Clearly, Fig. (a) shows that exxcr = exx because the x coordinate axes coincide. Symmetry arguments show that the following holds:

eyycr = 1/2 ( eyy + ezz )

exycr = exzcr = 1/SQRT(2) exy

 

Calculation of the piezoelectric charge density

The off-diagonal strain tensor components exycr, exzcr and eyzcr are responsible for the piezoelectric polarization where e14 is the piezoelectric constant in units of [C/m²]:

                     ( 2 eyzcr )
Ppiezo = e14   ( 2 exzcr )
                     ( 2 exycr )

Once having determined the piezoelectric polarization Ppiezo one is able to compute the piezoelectric charge density: ρpiezo(x) = - div Ppiezo(x).

The strain-induced piezoelectric fields are then obtained by solving Poisson's equation.

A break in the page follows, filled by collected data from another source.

PR #771, opened 2024-08-08
GittHub: include email in SAML graphQL

aperez-worklytics:
Adding support for emails in GraphQL response for Github.

### Features
[Update Psoxy rules](https://app.asana.com/0/0/1208008421755524)

### Change implications

     obviously a no-op?
     change

### DIFF
--- a/java/core/src/main/java/co/worklytics/psoxy/rules/github/PrebuiltSanitizerRules.java
+++ b/java/core/src/main/java/co/worklytics/psoxy/rules/github/PrebuiltSanitizerRules.java
@@ -111,7 +111,7 @@ public class PrebuiltSanitizerRules {
             .transform(Transform.Pseudonymize.builder()
                     .jsonPath("$..nameId")
                     .jsonPath("$..email")
-                    .jsonPath("$..value")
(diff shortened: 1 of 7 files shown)


java/core/src/main/java/co/worklytics/psoxy/rules/github/PrebuiltSanitizerRules.java
```diff
@@ -111,6 +111,7 @@ public class PrebuiltSanitizerRules {
             .transform(Transform.Pseudonymize.builder()
                     .jsonPath("$..nameId")
                     .jsonPath("$..email")
+                    .jsonPath("$..value")
```
eschultink, line 114: 🤔 this doesn't seem great; this will pseudsonymize any field named `value`, anywhere in the response. make it `$..emails[].value` or something like that? 

(not sure that's exactly correct JSONPath; but idea is .value fields below emails[] array)

eschultink (changes requested):
don't love the rule; can you make it a little more precise?

eschultink (approved):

The piezoelectric charge density in units of 1 * 1018 e/cm³.

 

Calculation of the conduction and valence band edges

The new conduction and valence band edges were determined by taking into account the shifts and splittings due to the relevant deformation potentials as well as the changes due to the piezoelectric fields.

(a), (c), (e) Color maps of the conduction, heavy hole and light hole band edge energies.
(b), (d), (f) A cut through the conduction, heavy hole and light hole band edge energies at y=0.
Very interestingly, one can see that the electron feels a conduction band minimum which is located left with respect to the T-shaped intersection. The valence band maximum for the heavy hole is not at the same position as the valence band maximum for the light hole.

 

Electron and heavy hole wave functions

The size of the quantum cluster is 110 nm x 110 nm.

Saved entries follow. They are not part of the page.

PR #774, opened 2024-08-14
Fixing tokenization for MSFT cal, mail and teams

aperez-worklytics:
For outlook-cal, outlook-mail the tokenization link rule was generating full URL. For example, following URL:

```
https://graph.microsoft.com/v1.0/users/12345/calendar/calendarView?startDateTime=2020-01-01T00%3a00%3a00Z&endDateTime=2024-08-14T00%3a00%3a00Z&%24top=100&%24skip=100
```

was converted to:

```
https://graph.microsoft.com/p~7H9ZtewbbjdL-2NIg1WTcEF8MZ4UG4onBKBT7WGIfeU8j2Z36rBS9WPPHMeOTwVJZ6ReEPB45IEBANImwzxkLPAtL5Vha3VC0-iCP2AuKxT8LY3cWs2b9ucgPM2CZsndXuSLW0RlEiz0TbU65xNRT3PNR4g9y6SBwX-4Ql9tfgDVIFW4_GuJ7HvtEgWY_39s8_bGtqw3aFAUTQd3DAoDbrmK-2YDAWgOyhB8B_Tq84DUkh75VXdTT_jJvetcQgsNHUgDXp3oQahqslP-b1hGog
```

 Note that the conversion is mostly the host + rest of things, as rule used this regex: `^https://graph.microsoft.com/(.*)$")`, The token value is `v1.0/users/12345/calendar/calendarView?startDateTime=2020-01-01T00%3a00%3a00Z&endDateTime=2024-08-14T00%3a00%3a00Z&%24top=100&%24skip=100`, which is the path and the query of the request.

That had two issues when requesting the URL to the proxy generated by the tokenization,:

The following figure shows the square of the electron (e) and heavy hole (hh) wave functions (i.e. psi²). They were calculated within the effective-mass approximation (single-band). For the holes we derived the effective mass tensor from the Luttinger parameters to include anisotropy. For the upper part of the figure the piezo effect was not included. As one can clearly see in the lower part of the figure, the piezo effect destroys the symmetry of the sample layout. The piezoelectric field results from the exy strain tensor component which is also not symmetric with respect to the T-shaped geometry.

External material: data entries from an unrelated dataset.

PR #780, opened 2024-08-16
aws secrets manager fixes

eschultink:
### Fixes
 - global (shared) path not set properly in lambda env

### Change implications

### DIFF
--- a/infra/modules/aws-host/main.tf
+++ b/infra/modules/aws-host/main.tf
@@ -81,7 +81,7 @@ resource "aws_iam_role_policy_attachment" "invoker_url_lambda_execution" {
 
 # secrets shared across all instances
 locals {
-  path_to_global_secrets = var.secrets_store_implementation == "aws_secrets_manager" ? var.aws_secrets_manager_path : var.aws_ssm_param_root_path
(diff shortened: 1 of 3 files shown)


infra/modules/aws-host/main.tf
```diff
@@ -163,7 +167,7 @@ module "api_connector" {
   global_parameter_arns                 = try(module.global_secrets_ssm[0].secret_arns, [])
   global_secrets_manager_secret_arns    = try(module.global_secrets_secrets_manager[0].secret_arns, {})
   path_to_instance_ssm_parameters       = "${local.instance_ssm_prefix}${replace(upper(each.key), "-", "_")}_"
-  path_to_shared_ssm_parameters         = var.aws_ssm_param_root_path
+  path_to_shared_ssm_parameters         = local.path_to_shared_secrets
```
eschultink, line 170: this would basically be always wrong if someone actually wanted to prefix the shared variables. but none of the beta users of AWS Secrets Manager have actually used this, so haven't hit it. We just did in demo env when testing, as needed prefixes to avoid collisions in shared AWS accounts.

jlorper (approved):

PR #782, opened 2024-08-16
Tokenize MSFT Teams PSTN call ids

aperez-worklytics:
Reviewing #778 I've seen the `callId` may contain the IP of the caller.

### Features
[Psoxy: tokenize PSTN callId](https://app.asana.com/0/1208032421449960/1208075034541288)

### Change implications

 - dependencies added/changed? **no**
 - something important to note in future release notes?
   - NOTE in `CHANGELOG.md` anything that will show up in `terraform plan`/`apply` that isn't
     obviously a no-op? **no**
   - breaking changes? if in module/example that is NOT marked `alpha`, requires major version
     change

PR #783, opened 2024-08-16
Fix invalid link files

aperez-worklytics:
Meanwhile doing #782, seen that since v.4.58 some invalid links (gcal and qualitrics) were preventing to run the build for tests in intelliJ. Worked fine from mvn command line, but not in the IDE with following error: *Maven Resources Compiler: Failed to copy [...]*:

- In case of gcal, fixing the link path
- In case of qualitrics, adding a README to the folder (so the link will be right). 

 - []()

 - []()

### Change implications

     obviously a no-op?
     change

### DIFF
--- a/docs/sources/gcal
+++ b/docs/sources/gcal
@@ -1,1 +1,1 @@
-google-workspace/gcal/README.md
+google-workspace/calendar/README.md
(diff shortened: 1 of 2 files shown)


eschultink (approved):
thanks yes - had also fixed on a different branch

a) Contour diagram of the square of the electron (e) and heavy hole (hh) wave functions (i.e. psi²) for the case where strain is included in the simulations but piezoelectricity is not.

b) Same as in a) but this time including the piezo effect.

Note: Here, the wave functions are normalized so that the maximum of each equals one.
The size of the shown squares is 60 nm x 60 nm whereas the size of the quantum cluster was chosen to be 110 nm x 110 nm.

 

More details can be found in the following PhD thesis:

     Hochortsaufgelöste optische Spektroskopie an niedrigdimensionalen Halbleiterstrukturen
     Robert Schuster
     University of Regensburg (2005)

In this thesis the "confinement energy" is defined as the difference between the transition energies of the quantum wire and the quantum well.
They can be calculated with the nextnano software as a function of alloy content or well widths.
In this thesis, excitonic effects were not included.